In a significant development that could potentially lower the prices of mobile handsets in India, a new report has proposed a substantial reduction in the Goods and Services Tax (GST) for budget-friendly smartphones, while the joint study, conducted by Grant Thornton (GT) Bharat and the Policy Watch India Foundation (PWIF), suggests that the government should consider slashing the GST rate to 5 percent for smartphones priced below 25,000 INR. Currently, these devices are taxed at a uniform rate of 18 percent, which the report argues is no longer reflective of the essential role smartphones play in the modern digital economy.

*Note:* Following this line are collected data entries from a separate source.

PR #5790, opened 2025-07-08
Cause _addSigners to revert if it triggers a totalWeight overflow

Amxx:
#### PR Checklist

- [x] Tests
- [ ] Documentation

### DIFF
--- a/contracts/utils/cryptography/signers/MultiSignerERC7913Weighted.sol
+++ b/contracts/utils/cryptography/signers/MultiSignerERC7913Weighted.sol
@@ -140,7 +140,7 @@ abstract contract MultiSignerERC7913Weighted is MultiSignerERC7913 {
         super._addSigners(newSigners);
 
         // This will revert if the new signers cause an overflow
-        _validateReachableThreshold
+        _validateReachableThreshold();
     }
 
     /**
--- a/contracts/utils/cryptography/signers/MultiSignerERC7913Weighted.sol
+++ b/contracts/utils/cryptography/signers/MultiSignerERC7913Weighted.sol
@@ -140,7 +140,7 @@ abstract contract MultiSignerERC7913Weighted is MultiSignerERC7913 {
         super._addSigners(newSigners);
 
         // This will revert if the new signers cause an overflow
-        totalWeight();
+        _validateReachableThreshold
     }
 
     /**
--- a/contracts/utils/cryptography/signers/MultiSignerERC7913Weighted.sol
+++ b/contracts/utils/cryptography/signers/MultiSignerERC7913Weighted.sol
@@ -130,6 +130,20 @@ abstract contract MultiSignerERC7913Weighted is MultiSignerERC7913 {
     }
 
     /**
+     * @dev See {MultiSignerERC7913-_addSigners}.
+     *
+     * In cases where {totalWeight} is almost `type(uint64).max` (due to a large `_totalExtraWeight`), adding new
+     * signers could cause the {totalWeight} computation to overflow. Adding a {totalWeight} calls after the new
+     * signers are added ensures no such overflow happens.
+     */
+    function _addSigners(bytes[] memory newSigners) internal virtual override {
+        super._addSigners(newSigners);
+
+        // This will revert if the new signers cause an overflow
+        totalWeight();
+    }
+
+    /**
      * @dev See {MultiSignerERC7913-_removeSigners}.
      *
      * Just like {_addSigners}, this function does not emit {ERC7913SignerWeightChanged} events. The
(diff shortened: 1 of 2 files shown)


contracts/utils/cryptography/signers/MultiSignerERC7913Weighted.sol
```diff
@@ -129,6 +129,20 @@ abstract contract MultiSignerERC7913Weighted is MultiSignerERC7913 {
...
+     *
+     * In cases where {totalWeight} is almost `type(uint64).max` (due to a large `_totalExtraWeight`), adding new
+     * signers could cause the {totalWeight} computation to overflow. Adding a {totalWeight} calls after the new
+     * signers are added ensures no such overflow happens.
+     */
+    function _addSigners(bytes[] memory newSigners) internal virtual override {
+        super._addSigners(newSigners);
+
+        // This will revert if the new signers cause an overflow
+        totalWeight();
```
ernestognw: I feel it's weird to call `totalWeight`. What if we check that `newSigners.length + totalWeight() < type(uint64).max`?

Amxx: it would be `<=`, but yes, if we would have to do that before the super call. if would be fine (I guess)

Amxx: note that if would do more operations, so it would be (very slightly) more expensive

ernestognw: Yeah true. I would be worried someone may override `totalWeight` and then the SafeCast check won't be performed here. So imo we should either:

1) Document that overriding `totalWeight` has side effects in `_addSigners`

```diff
-    /// @dev Gets the total weight of all signers.
+    /**
+     * @dev Gets the total weight of all signers.
+     *
+     * NOTE: Overriding this function without using {SafeCast-toUint64} may skip overflow validation
+     * of the total weight in {_addSigners} as a side effect.
+     */
     function totalWeight() public view virtual returns (uint64) {
         return (getSignerCount() + _totalExtraWeight).toUint64();
     }
```

2) Abstract away validation into an internal function, so that any override to `totalWeight` clarifies that validation maye be skipped

```diff
-    /// @dev Gets the total weight of all signers.
+    /**
+     * @dev Gets the total weight of all signers.
+     *
+     * NOTE: Overriding this function without calling `super._validateAndReturnTotalWeight`
+     * may skip overflow validation of the total weight.
+     */
     function totalWeight() public view virtual returns (uint64) {
-        return (getSignerCount() + _totalExtraWeight).toUint64();
+        return _validateAndReturnTotalWeight();
     }

     function _addSigners(bytes[] memory newSigners) internal virtual override {
         super._addSigners(newSigners);
-
-        // This will revert if the new signers cause an overflow
-        totalWeight();
+        _validateAndReturnTotalWeight();
     }

+
+    function _validateAndReturnTotalWeight() internal view virtual returns (uint64) {
+        return (getSignerCount() + _totalExtraWeight).toUint64();
+    }
 }
```

wdyt?

Amxx: We can also just call _validateReachableThreshold()

Again, a bit more expensive (but nothing terrible in the context of adding signers) and very explicit as to what is happening!

I'd avoid adding more functions.

ernestognw: I like that option better 👍🏻

Amxx:
```suggestion
        super._addSigners(newSigners);

        // This will revert if the new signers cause an overflow
        _validateReachableThreshold
```

contracts/utils/cryptography/signers/MultiSignerERC7913Weighted.sol
```diff
@@ -129,6 +129,20 @@ abstract contract MultiSignerERC7913Weighted is MultiSignerERC7913 {
...
+     *
+     * In cases where {totalWeight} is almost `type(uint64).max` (due to a large `_totalExtraWeight`), adding new
+     * signers could cause the {totalWeight} computation to overflow. Adding a {totalWeight} calls after the new
+     * signers are added ensures no such overflow happens.
+     */
+    function _addSigners(bytes[] memory newSigners) internal virtual override {
+        super._addSigners(newSigners);
+
+        // This will revert if the new signers cause an overflow
+        _validateReachableThreshold
```
Amxx:
```suggestion
        _validateReachableThreshold();
```

ernestognw (approved):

The Proposal for a Two-Tier Tax Structure
The report, released on Wednesday, emphasizes the need for a revised tax framework that distinguishes between entry-level and premium devices. While it advocates for a 5 percent rate on smartphones costing up to 25,000 INR, it suggests maintaining the existing 18 percent GST rate for higher-priced premium devices. This tiered approach is designed to make technology more accessible to value-sensitive consumers without Notably impacting the revenue generated from luxury electronics. According to the study, the current 18 percent GST rate acts as a barrier to digital inclusion. By reducing this tax, the government can directly support its broader objectives, including the Digital India mission, financial inclusion, and the growth of domestic electronics manufacturing, while the researchers pointed out that applying the same tax rate to both basic smartphones and high-end premium devices disproportionately affects the segment that's most critical for bridging the digital divide.
Targeting the Core Consumer Base
The segment of smartphones priced below 25,000 INR is the backbone of the Indian mobile market, accounting for approximately two-thirds of all handset shipments in the country. This category primarily serves first-time buyers, rural households, women, students, and individuals from low-income groups. For students, a smartphone is an essential tool for accessing online educational resources and attending virtual classes. For rural households, it serves as a gateway to digital banking and government subsidies through UPI and other digital platforms. The GT Bharat-PWIF study highlights a stark reality: nearly 35 crore Indians are still using feature phones. This massive number indicates that price remains a significant hurdle for a large portion of the population looking to join the digital world. By lowering the GST, the government could facilitate a faster transition for these 35 crore users, enabling them to access digital services, online education, and mobile banking.
Smartphones as Essential Infrastructure
One of the key arguments presented in the report is that smartphones should no longer be classified merely as lifestyle consumer products. Instead, they should be recognized as first-access digital infrastructure. In the current era, a smartphone is the primary tool for accessing government services, participating in the gig economy, and staying connected in a digital-first society. The paper notes that India currently imposes some of the highest indirect tax rates on smartphones compared to other major electronics-manufacturing economies. The study draws comparisons with other Southeast Asian nations like Vietnam, Thailand, Indonesia, and Malaysia, while these countries have adopted relatively lower tax structures for electronics, which has helped them maintain competitiveness in manufacturing while encouraging widespread smartphone adoption among their citizens. The report suggests that India needs to align its tax policy with these global benchmarks to achieve its long-term economic goals. Also, the proposal clarifies that a separate GST framework for affordable smartphones shouldn't be viewed as a mere tax concession for the electronics industry. Rather, it should be seen as a strategic policy move that aligns the nation's tax regime with its digital transformation goals and manufacturing targets.